I thought the triumph of the launch might take the edge off. After every test flight he came home and fucked me hard for hours, immediately, no turning the lights on, no taking our clothing off, just pure release of excitement between my thighs. This time, he had broken through the atmosphere. He was a new man, baptized in asteroids.
I thought he would look upon the new me with wonder, and I’d welcome the new him inside my body, and together we’d create a whole new universe. Instead his face fell when he saw me. His interns used to say you could predict the length of his temper based on his wife’s hem. The shorter the skirt the more easy he was to be around. But when I showed my bare chest to him, his fuse snipped down to nothing.
Oh no, I thought as he stormed off. I will never see him smile at me ever again.
It’s cold in the desert at night. I keep returning here, not far from where I got my surgery, because it is a comfort. It feels like its own planet too, rule-less and coolly silent. I throw open the back hatch of the RV and curl up on my mattress and stare out at the expanse. My shivers fortify me, and I’m comforted by enormity of the big bowl of dust all around. If the sky were clear I could almost watch the trail of travelers heading up to his base. But the sky is never clear anymore. It’s always cloudy, burnt cheese orange, a lattice of rubble and rust.
I took T. Then I got laser, to get rid of the faint hints of beard. Then I gave up and it grew back thicker. I stuffed my bra with rubber chicken cutlets. I leaned over the counter and stuck my ass out at him as provocatively and femininely as I could. I tried to walk the tightrope of him loving me and me loving me. Now I am myself, but I can’t say I love me yet. I loved him for too long. It’s ruined me the way he and the tabloids think the hormones ruined me. I will forever feel his eyes when I look in the mirror, and I’ll always hear the screams of his fans when I open my door.

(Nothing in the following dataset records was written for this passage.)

PR #2443, opened 2025-02-13
chore: Use `EnumSet` instead of a Boolean `EnumMap`

larseggert:
For `PacketNumberSpaceSet`. May be faster?

### DIFF
--- a/neqo-transport/src/tracking.rs
+++ b/neqo-transport/src/tracking.rs
@@ -16,7 +16,7 @@ use enum_map::{enum_map, Enum, EnumMap};
 use enumset::{EnumSet, EnumSetType};
 use neqo_common::{qdebug, qinfo, qtrace, qwarn, IpTosEcn};
 use neqo_crypto::Epoch;
-use strum::{EnumIter, IntoEnumIterator as _};
+use strum::EnumIter;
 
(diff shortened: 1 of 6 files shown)


neqo-transport/src/tracking.rs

I’ve given nearly all my money away. My ex’s enemies celebrate me for that. They figure he must have done something horrible and that I’m sticking it to him by donating so much to causes he’d loathe. But the truth is, I know what’s coming, so I know I won’t be needing it.

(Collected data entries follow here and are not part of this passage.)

PR #2453, opened 2025-02-24
chore: Fix clippy warnings

larseggert:
Ans suppress some false positives, see https://github.com/rust-lang/rust-clippy/issues/14091

### DIFF
--- a/neqo-http3/src/connection.rs
+++ b/neqo-http3/src/connection.rs
@@ -125,13 +125,13 @@ The API consists of:
   - `webtransport_session_accept` -  only used by the server-side implementation
   - `webtransport_close_session`
   - `webtransport_create_stream_local` -  this function is called when an application wants to open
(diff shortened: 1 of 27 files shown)


neqo-http3/src/connection.rs
```diff
@@ -171,15 +171,15 @@ There are the following types of streams:
 - `Decoder`: there is only a receiver stream of this type and the handler is `DecoderRecvStream`.
 - `Encoder`: there is only a receiver stream of this type and the handler is `EncoderRecvStream`.
 - `NewStream`: there is only a receiver stream of this type and the handler is
-               `NewStreamHeadReader`.
+  `NewStreamHeadReader`.
```
martinthomson, line 174: Wow, clippy is getting much more opinionated about stuff...

martinthomson (approved):
All seem good.  I like the removal of `#[must_use]` on trait implementations.  That's a good change.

When I drive out to the desert I share some of what I have with a queer squat that’s set up out there. They have their own little illegal clinic, where anybody can wander up for free hormones, blockers, packers, gaffs, and binders. My stockpile is large so I hand out what I can. Even having given billions away, I am their richest friend.
There’s a woman in a shed here who will cut your hair if you smoke her out or bring painkillers for her leg. She buzzed my head the day the divorce finalized, ashes from her cigarette snowing into my scalp. I cradled a Gatorade of moonshine and we talked about our favorite novels. He loved all the Hugo and Nebula winners but all I ever read was old, frayed books about consumptive Victorian boys. I drank deep and my vision went milky.
The next afternoon, I woke up in the dirt with the worst headache. A man’s name was written in the dust. My name. I’d just figured it out. I turned on my phone to text him, to tell him, and I learned he’d already disembarked for the stars.
The sky is burning every night. It never gets dark. I can never look up and see the planet he fled to. The air out here is cold but it stings like fiberglass going down. You can eat as much produce as you can afford (which is not much) but it never feels like you’re swallowing anything. The body knows somehow. Most evenings, I sit on a stone bench outside the shed and eat cold lentils. It’s all come full circle. This is not far from how I lived at a social worker. He’d laugh if he could look at me without scowling.
We’re not going to last long down here. And I suspect he won’t last very long either. I’ve seen the models. So had he. We all know where this is headed. But I’m going to live out the remaining years as myself.